### About this exercise
In the listing below, locate the lines bearing the word "Evaluation". Copy every one of them.

· · ·

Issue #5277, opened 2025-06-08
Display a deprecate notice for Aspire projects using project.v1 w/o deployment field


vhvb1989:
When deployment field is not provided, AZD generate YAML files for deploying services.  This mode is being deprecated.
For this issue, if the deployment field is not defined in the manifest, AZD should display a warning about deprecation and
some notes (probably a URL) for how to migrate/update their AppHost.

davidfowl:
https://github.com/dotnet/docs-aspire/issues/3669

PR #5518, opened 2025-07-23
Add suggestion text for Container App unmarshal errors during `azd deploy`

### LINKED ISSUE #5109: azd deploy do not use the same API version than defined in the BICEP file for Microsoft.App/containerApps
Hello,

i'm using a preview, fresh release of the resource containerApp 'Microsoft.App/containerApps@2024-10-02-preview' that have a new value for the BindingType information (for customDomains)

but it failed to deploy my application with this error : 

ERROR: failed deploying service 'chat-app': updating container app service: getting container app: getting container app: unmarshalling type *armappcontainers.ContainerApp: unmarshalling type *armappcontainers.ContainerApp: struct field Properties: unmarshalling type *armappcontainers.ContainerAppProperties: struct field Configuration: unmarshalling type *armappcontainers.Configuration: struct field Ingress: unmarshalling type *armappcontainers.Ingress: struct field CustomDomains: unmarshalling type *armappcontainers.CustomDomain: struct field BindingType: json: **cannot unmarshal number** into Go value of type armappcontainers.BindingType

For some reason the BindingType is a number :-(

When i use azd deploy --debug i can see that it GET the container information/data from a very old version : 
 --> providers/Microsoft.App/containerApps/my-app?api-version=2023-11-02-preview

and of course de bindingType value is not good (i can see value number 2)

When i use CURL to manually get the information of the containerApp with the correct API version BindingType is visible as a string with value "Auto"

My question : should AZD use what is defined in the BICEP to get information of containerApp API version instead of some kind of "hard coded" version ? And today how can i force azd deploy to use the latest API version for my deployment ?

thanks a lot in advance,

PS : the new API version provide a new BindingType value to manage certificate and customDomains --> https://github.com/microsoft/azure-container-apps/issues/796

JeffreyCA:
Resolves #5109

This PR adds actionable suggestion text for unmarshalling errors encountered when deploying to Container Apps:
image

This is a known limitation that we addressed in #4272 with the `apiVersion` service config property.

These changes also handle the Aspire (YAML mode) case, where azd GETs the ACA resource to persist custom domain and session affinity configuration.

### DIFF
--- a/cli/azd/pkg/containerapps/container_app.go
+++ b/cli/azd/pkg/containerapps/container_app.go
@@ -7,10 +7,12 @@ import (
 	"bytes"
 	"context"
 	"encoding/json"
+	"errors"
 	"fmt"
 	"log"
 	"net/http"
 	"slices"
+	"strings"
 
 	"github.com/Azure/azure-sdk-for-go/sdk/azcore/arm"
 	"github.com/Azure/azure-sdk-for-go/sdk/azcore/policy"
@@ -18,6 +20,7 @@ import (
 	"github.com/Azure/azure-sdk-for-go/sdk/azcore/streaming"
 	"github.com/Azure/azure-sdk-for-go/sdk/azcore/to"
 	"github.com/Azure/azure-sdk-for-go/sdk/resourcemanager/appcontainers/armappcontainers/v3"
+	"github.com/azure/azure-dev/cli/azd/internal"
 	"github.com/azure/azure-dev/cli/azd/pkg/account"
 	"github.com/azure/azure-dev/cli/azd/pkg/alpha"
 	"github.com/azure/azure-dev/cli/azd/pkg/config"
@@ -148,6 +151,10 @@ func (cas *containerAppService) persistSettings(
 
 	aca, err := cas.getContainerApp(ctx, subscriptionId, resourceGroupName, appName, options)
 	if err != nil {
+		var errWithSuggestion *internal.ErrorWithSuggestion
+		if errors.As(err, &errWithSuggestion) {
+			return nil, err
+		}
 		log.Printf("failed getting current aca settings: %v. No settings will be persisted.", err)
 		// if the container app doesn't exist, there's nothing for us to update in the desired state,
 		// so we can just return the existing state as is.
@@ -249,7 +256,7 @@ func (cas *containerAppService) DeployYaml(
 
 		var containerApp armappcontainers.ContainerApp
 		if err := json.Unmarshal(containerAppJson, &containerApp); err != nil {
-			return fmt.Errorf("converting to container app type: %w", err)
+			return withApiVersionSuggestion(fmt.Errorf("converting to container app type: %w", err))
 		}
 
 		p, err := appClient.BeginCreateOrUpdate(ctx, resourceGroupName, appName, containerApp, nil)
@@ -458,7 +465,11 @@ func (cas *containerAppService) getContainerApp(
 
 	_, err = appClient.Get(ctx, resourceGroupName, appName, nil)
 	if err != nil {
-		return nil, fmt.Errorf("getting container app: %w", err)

· · ·

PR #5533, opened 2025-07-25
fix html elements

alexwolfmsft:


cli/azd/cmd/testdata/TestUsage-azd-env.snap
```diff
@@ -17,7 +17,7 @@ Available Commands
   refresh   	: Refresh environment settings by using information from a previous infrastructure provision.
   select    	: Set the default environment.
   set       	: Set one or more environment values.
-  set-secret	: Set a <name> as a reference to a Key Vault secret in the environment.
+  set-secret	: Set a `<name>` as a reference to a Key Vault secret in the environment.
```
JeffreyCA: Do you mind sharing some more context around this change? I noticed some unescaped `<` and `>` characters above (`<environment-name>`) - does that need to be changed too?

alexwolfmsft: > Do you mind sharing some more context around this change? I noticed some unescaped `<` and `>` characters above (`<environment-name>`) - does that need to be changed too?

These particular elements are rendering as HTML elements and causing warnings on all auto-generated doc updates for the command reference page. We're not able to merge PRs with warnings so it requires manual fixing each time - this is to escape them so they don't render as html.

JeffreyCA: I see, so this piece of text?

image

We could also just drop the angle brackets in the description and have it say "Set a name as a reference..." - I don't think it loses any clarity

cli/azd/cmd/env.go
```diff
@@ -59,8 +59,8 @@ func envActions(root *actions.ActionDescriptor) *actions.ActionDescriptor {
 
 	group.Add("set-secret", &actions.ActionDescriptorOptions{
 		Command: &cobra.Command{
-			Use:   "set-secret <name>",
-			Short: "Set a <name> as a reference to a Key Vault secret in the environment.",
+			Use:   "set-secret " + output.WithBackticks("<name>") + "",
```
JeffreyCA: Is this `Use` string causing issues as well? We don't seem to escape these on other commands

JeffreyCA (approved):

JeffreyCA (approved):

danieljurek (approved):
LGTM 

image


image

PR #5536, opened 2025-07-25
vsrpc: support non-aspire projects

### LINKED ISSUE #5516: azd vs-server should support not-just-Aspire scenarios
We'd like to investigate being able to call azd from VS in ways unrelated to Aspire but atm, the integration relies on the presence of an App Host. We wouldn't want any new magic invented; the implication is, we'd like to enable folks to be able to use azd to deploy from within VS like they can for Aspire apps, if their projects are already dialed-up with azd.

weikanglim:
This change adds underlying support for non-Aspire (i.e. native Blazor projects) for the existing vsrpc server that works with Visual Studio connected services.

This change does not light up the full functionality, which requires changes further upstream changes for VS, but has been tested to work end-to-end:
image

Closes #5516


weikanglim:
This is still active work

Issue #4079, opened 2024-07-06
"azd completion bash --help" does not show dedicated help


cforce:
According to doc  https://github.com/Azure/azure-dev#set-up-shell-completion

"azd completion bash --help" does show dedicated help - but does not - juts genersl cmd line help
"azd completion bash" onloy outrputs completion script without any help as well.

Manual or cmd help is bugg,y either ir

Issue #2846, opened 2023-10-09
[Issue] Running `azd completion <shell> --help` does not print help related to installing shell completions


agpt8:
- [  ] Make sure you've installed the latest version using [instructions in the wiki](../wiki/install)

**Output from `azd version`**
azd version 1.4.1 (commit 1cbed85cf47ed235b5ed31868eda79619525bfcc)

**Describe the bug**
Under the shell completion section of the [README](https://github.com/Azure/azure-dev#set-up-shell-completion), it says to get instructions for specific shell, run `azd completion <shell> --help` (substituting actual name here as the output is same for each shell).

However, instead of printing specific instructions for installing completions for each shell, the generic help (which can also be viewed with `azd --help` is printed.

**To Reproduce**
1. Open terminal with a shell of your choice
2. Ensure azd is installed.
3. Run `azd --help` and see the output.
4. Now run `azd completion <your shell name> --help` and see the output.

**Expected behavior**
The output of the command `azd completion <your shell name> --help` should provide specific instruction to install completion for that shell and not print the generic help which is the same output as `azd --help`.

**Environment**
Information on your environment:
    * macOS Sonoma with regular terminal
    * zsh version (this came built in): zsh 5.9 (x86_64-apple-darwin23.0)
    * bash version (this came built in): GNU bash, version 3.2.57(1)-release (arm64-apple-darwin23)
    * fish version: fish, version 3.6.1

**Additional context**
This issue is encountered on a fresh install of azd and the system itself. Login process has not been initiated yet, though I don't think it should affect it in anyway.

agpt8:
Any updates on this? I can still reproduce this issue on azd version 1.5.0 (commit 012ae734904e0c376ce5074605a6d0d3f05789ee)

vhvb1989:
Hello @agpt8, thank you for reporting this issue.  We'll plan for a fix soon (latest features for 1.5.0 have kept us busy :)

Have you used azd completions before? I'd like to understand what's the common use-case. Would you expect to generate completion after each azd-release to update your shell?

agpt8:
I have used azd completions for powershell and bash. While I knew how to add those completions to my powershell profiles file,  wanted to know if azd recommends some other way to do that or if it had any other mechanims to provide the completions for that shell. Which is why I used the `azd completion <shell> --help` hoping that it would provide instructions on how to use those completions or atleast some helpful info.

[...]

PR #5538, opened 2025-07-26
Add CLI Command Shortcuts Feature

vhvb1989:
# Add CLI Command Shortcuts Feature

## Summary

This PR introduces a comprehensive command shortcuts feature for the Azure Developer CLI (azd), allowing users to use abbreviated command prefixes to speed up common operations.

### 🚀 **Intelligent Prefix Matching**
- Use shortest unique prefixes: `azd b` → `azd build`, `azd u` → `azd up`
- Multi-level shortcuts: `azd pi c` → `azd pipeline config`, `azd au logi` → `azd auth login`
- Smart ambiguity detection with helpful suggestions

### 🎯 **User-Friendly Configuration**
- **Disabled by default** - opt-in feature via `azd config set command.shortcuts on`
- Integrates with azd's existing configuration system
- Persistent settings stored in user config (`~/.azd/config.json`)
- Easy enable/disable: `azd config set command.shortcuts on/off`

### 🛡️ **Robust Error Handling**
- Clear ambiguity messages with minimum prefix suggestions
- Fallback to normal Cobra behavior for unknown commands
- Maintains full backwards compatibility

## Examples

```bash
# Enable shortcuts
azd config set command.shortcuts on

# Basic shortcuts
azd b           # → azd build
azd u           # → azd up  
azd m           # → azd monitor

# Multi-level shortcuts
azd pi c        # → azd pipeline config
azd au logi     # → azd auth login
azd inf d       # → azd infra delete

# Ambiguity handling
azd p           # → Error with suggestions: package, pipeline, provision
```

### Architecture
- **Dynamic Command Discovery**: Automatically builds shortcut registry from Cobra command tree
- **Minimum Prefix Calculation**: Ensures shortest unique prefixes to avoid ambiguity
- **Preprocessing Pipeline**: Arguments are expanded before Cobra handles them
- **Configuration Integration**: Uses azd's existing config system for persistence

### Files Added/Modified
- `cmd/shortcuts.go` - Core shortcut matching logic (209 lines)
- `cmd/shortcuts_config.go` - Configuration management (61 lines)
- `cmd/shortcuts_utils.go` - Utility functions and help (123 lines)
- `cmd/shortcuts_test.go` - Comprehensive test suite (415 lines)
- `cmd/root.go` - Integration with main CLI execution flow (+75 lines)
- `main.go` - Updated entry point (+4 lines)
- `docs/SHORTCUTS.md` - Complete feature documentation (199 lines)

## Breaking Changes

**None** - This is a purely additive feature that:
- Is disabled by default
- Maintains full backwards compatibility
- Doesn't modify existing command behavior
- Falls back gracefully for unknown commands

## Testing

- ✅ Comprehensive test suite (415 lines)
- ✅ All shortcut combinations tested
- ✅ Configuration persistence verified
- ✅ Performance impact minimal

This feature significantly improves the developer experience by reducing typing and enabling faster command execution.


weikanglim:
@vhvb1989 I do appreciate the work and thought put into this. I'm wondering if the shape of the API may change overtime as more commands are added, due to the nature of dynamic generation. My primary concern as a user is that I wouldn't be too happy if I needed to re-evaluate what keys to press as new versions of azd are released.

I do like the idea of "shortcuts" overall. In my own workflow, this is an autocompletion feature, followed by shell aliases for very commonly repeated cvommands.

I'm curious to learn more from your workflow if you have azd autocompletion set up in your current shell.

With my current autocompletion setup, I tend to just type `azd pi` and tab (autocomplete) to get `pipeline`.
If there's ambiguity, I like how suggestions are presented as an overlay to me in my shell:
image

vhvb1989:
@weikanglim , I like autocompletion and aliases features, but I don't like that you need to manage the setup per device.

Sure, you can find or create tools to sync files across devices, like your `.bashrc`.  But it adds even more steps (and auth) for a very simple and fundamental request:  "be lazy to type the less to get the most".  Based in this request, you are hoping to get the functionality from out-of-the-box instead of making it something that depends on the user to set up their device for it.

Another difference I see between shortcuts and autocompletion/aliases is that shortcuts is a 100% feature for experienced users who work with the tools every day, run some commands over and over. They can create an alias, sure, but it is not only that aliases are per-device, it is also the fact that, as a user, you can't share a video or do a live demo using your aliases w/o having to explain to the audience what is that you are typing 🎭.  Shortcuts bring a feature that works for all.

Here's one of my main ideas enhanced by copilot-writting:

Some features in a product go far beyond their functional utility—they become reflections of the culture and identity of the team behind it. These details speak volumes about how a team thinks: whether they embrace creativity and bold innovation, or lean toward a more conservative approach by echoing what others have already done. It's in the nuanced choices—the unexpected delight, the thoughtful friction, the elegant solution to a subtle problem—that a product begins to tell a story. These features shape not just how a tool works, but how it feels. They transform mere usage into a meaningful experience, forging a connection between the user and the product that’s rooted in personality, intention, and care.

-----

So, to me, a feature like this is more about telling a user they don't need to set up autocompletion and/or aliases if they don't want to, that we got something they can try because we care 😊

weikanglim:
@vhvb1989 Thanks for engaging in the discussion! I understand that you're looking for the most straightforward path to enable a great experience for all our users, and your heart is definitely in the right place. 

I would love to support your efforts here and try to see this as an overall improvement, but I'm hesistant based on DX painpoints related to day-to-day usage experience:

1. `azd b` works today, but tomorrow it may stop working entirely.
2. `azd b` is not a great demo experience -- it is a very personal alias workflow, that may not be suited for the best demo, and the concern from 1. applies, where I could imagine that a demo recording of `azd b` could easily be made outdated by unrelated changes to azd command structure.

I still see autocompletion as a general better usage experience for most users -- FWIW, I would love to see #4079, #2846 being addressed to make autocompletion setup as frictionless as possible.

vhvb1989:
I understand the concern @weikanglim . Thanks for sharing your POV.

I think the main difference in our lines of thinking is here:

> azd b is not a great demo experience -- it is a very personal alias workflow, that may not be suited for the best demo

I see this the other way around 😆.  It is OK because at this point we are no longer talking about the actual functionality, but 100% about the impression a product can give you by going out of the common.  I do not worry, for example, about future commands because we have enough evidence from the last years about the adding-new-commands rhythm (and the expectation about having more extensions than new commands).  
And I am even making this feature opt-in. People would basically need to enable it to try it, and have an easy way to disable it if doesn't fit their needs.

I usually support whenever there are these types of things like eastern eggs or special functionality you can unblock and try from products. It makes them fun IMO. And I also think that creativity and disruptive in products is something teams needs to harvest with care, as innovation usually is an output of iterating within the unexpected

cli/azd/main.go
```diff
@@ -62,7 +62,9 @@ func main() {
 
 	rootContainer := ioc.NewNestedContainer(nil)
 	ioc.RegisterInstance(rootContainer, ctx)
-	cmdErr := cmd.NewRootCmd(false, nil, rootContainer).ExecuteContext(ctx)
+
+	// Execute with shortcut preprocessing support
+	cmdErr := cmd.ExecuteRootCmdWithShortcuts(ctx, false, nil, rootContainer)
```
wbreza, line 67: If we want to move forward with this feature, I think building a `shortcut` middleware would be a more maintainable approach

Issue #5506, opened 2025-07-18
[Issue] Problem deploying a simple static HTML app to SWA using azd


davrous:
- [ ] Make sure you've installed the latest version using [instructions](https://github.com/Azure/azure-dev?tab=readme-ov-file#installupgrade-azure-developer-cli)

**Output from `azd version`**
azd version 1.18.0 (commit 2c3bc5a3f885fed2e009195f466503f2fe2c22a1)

· · ·

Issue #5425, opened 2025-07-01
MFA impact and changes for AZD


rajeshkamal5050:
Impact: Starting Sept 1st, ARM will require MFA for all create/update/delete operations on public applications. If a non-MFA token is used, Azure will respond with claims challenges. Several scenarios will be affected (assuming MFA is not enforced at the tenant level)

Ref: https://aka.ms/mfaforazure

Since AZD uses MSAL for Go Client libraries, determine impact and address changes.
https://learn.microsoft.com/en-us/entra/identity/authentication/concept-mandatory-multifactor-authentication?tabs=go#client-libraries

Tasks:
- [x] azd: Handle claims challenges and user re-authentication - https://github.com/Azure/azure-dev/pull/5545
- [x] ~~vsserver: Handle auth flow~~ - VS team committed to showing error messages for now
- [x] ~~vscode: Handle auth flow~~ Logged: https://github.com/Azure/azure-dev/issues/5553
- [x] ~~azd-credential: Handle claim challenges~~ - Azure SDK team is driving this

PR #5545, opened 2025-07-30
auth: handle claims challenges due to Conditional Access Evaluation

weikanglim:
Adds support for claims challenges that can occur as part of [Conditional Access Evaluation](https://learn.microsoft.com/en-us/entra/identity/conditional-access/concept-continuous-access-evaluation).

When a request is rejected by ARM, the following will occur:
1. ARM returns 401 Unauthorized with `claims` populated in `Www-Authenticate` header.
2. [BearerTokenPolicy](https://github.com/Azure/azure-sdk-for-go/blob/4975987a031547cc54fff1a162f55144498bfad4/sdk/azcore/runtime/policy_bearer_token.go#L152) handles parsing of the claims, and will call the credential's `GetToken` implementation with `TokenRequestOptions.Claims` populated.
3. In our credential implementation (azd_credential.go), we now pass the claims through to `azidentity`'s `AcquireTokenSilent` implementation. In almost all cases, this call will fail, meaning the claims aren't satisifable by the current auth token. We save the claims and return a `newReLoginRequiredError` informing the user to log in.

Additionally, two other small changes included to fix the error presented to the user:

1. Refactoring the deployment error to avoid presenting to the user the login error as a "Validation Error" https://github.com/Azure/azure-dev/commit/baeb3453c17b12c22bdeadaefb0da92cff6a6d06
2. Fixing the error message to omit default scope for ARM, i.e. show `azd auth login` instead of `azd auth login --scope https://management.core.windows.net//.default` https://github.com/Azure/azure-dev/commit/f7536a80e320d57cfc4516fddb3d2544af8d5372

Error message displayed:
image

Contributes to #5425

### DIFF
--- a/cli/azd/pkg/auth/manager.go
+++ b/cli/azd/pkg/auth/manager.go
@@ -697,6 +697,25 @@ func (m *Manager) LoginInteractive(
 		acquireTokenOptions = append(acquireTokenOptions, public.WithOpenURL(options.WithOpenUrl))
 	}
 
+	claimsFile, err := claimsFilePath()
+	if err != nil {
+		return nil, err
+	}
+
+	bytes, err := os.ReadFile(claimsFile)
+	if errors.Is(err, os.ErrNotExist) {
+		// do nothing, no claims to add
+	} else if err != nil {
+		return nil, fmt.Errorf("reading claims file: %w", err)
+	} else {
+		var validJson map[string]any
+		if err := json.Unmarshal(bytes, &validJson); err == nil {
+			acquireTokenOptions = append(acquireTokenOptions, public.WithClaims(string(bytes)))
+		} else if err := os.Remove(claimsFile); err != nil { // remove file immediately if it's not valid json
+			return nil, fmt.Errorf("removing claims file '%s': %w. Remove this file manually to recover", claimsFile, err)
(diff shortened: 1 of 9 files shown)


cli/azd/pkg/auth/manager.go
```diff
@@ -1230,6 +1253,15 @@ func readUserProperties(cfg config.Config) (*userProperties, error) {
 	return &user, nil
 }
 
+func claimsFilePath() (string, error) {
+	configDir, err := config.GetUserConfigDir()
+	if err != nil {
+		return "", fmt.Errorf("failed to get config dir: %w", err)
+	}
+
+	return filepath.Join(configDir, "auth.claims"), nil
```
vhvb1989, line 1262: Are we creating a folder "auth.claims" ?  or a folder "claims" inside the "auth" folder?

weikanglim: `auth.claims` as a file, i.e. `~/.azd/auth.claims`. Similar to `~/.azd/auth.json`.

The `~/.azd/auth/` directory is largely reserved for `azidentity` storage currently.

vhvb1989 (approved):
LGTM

· · ·

### Solved problem
auth: handle claims challenges due to Conditional Access Evaluation
Adds support for claims challenges that can occur as part of [Conditional Access Evaluation](https://learn.microsoft.com/en-us/entra/identity/conditional-access/concept-continuous-access-evaluation).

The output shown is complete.